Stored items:
BEGIN

PR #56444, opened 2024-09-09
OCPQE-24827 Switch the profile of 4.9->4.17 upgrade path from azure-ipi to aws-ipi

JianLi-RH:
It seems reach TTL of azure, so switch to aws-ipi.

### DIFF
--- a/ci-operator/config/openshift/openshift-tests-private/openshift-openshift-tests-private-release-4.17__amd64-nightly-4.17-upgrade-from-stable-4.9.yaml
+++ b/ci-operator/config/openshift/openshift-tests-private/openshift-openshift-tests-private-release-4.17__amd64-nightly-4.17-upgrade-from-stable-4.9.yaml
@@ -89,12 +89,12 @@ resources:
       cpu: 100m
       memory: 200Mi
 tests:
-- as: azure-ipi-f28
-  cron: 30 7 7 * *
+- as: aws-ipi-f28
+  cron: 34 5 5 * *
   steps:
-    cluster_profile: azure-qe
+    cluster_profile: aws-qe
     env:
-      BASE_DOMAIN: qe.azure.devcluster.openshift.com
+      BASE_DOMAIN: qe.devcluster.openshift.com
       LOKI_ENABLED: "false"
     test:
     - as: set-upgrade-releases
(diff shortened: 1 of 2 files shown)


JianLi-RH:
/pj-rehearse periodic-ci-openshift-openshift-tests-private-release-4.17-amd64-nightly-4.17-upgrade-from-stable-4.9-aws-ipi-f28

JianLi-RH:
hit `exec /tools/entrypoint: argument list too long` issue
/cc @jianlinliu @jiajliu @shellyyang1989 can we merge this without a success run?

ci-operator/config/openshift/openshift-tests-private/openshift-openshift-tests-private-release-4.17__amd64-nightly-4.17-upgrade-from-stable-4.9.yaml
```diff
@@ -122,8 +127,10 @@ tests:
         requests:
           cpu: 100m
           memory: 200Mi
-    - chain: openshift-upgrade-qe-test-chainupgrade
```
jianlinliu, line 125: Why we need this change? I saw we are reference `openshift-upgrade-qe-test-chainupgrade` even in 4.8 -> 4.17 chain upgrade.

JianLi-RH: I refereed https://github.com/openshift/release/blob/master/ci-operator/config/openshift/openshift-tests-private/openshift-openshift-tests-private-release-4.17__amd64-nightly-4.17-upgrade-from-stable-4.5.yaml#L112 which is the latest aws-ipi job.

jianlinliu: The source version is 4.5, that is too old, I guess that is because olm does not support yet on 4.5, so we have to split the install workflow.

For the source version on 4.9, I think we should use install workflow and upgrade chain as usual.

JianLi-RH: ok, let us try the new workflow

JianLi-RH: done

END

## WORK ITEM
Lines in the records that hold the word "from" are to be counted; give only the total.

## ANSWER TO THE EXERCISE
6